Le président américain Joe Biden a pris un décret suspendant temporairement le traitement de la plupart des demandes d’asile à la frontière sud des États-Unis lorsque la moyenne sur sept jours des passages non autorisés dépasse 2 500.
De hauts responsables de l’administration ont récemment déclaré à la presse que ces mesures entreraient en vigueur immédiatement, mais rien n’indique qu’elles permettront d’endiguer le flux de migrants africains qui se rendent à la frontière mexicaine, prêts à tout pour être autorisés à entrer aux États-Unis.
Alioune Ndiaye, immigré sénégalais résidant à New York, déplore les conditions sordides des migrants de la dernière heure qui n’ont ni abri, ni source de revenus sur laquelle compter, mais qui restent nourris par l’espoir que les choses s’amélioreront peut-être.
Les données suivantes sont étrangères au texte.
PR #1398, opened 2024-09-19
Rename workers and alter queue for some tasks

fractalwrench:
## Goal

Renames `WorkerName` in preparation for a future changeset that will separate the background/scheduled workers into a sealed class hierarchy. This will be necessary as we want to supply a comparator to the priority queue in the executor implementation, but that wouldn't make sense for `ScheduledWorker`.

In this changeset I altered the case of the constants & also renamed several to better reflect what they are doing.

Additionally I took tasks submitted to the background registration worker that performed I/O & put them on a separate queue.

## Testing


bidetofevil (approved):
Fantastic. We should've done this a while ago

PR #1399, opened 2024-09-19
Avoid using direct executor

fractalwrench:
## Goal

Replaces `MoreExecutors` use in tests with `fakeBackgroundWorker`.


bidetofevil (approved):
Perfect. Can we get rid of all guava usage, you think?

bidetofevil:
Ohhhhh I think we can :-)

PR #1400, opened 2024-09-19
Extract prioritised executor

fractalwrench:
## Goal

Extracts a `PrioritizedWorker` class that is capable of setting a priority, and removes the possibility to set `TaskPriority` on `BackgroundWorker` as the field was ignored for every worker apart from the network request queue.

This is an intermediate stage in the refactor - I plan on combining `BackgroundWorker` and `ScheduledWorker` next as they now effectively fulfil the same function. 

## Testing


bidetofevil (approved):
LGTM. And +1 to combining the workers. They are backed by the same executor type, so we are really just hiding some additional functionality from one and not the other, which really isn't worth all the trouble.

PR #1401, opened 2024-09-19
Replace worker implementation

fractalwrench:
## Goal

Alters `BackgroundWorker` to use `ScheduledExecutorService` and updates tests also. This should not functionally impact anything as it was always used under the hood anyway. This will allow combining BackgroundWorker/ScheduledWorker in future PRs.


bidetofevil (approved):
LGTM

« La ville est inondée de Sénégalais et d’autres ressortissants africains qui sont aux prises avec le chômage en raison de leur statut de sans-papiers. Beaucoup ont également du mal à trouver un abri, car les ressources de l’État pour les aider ont été épuisées, dépensées pour ceux qui les ont précédés », explique-t-il.
« Il est très décourageant de voir nos frères d’Afrique lutter dans les rues de cette ville, voire mendier pour obtenir de l’aide, juste pour survivre avec le strict minimum », ajoute-t-il avec tristesse.
M. Ndiaye déclare qu’il lui est impossible de comprendre la logique qui consiste à dépenser des millions pour tenter d’atteindre les États-Unis, alors que cet argent aurait pu être mieux investi dans des entreprises dans les pays d’origine des migrants clandestins.
« Dans la plupart des cas, le retour sur investissement pourrait améliorer leur vie de manière significative », suggère-t-il.
Un autre habitant de New York, qui s’identifie simplement comme Matar, estime que l’aspect de quartiers entiers a changé avec la présence des migrants qui arrivent par le « train de l’exode africain », vivant dans la rue près des stations-service et des épiceries.
« La situation de beaucoup d’entre eux est désastreuse et ils en viennent à demander de l’argent aux commerçants parce qu’ils n’ont rien à manger », souligne-t-il avec dépit.
Pour les États-Unis, le problème réside dans le fait que l’application des mesures de contrôle se heurte à des difficultés quotidiennes.
En vertu de la réglementation, les immigrés clandestins qui entrent aux États-Unis sans autorisation, sauf circonstances exceptionnelles, ne peuvent prétendre à l’asile.
Les migrants qui franchissent illégalement la frontière sud du pays et qui font l’objet d’une procédure d’expulsion accélérée seront examinés s’ils manifestent la crainte de retourner dans leur pays ou s’ils démontrent leur intention de demander l’asile.
De hauts responsables de l’administration affirment qu’ils s’attendent à ce que les personnes qui ne correspondent pas à ces profils soient renvoyées « en quelques jours, voire en quelques heures ».
Pendant ce temps, des vagues régulières d’humanité continuent à se diriger vers la frontière et à faire pression sur la capacité des États-Unis à faire face à d’autres personnes comme Modou Diop, qui sont sans abri, sans emploi et sans défense.
BJ/as/lb/ac/APA
*Buya Jammeh est un journaliste gambien-américain qui vit et travaille à New York.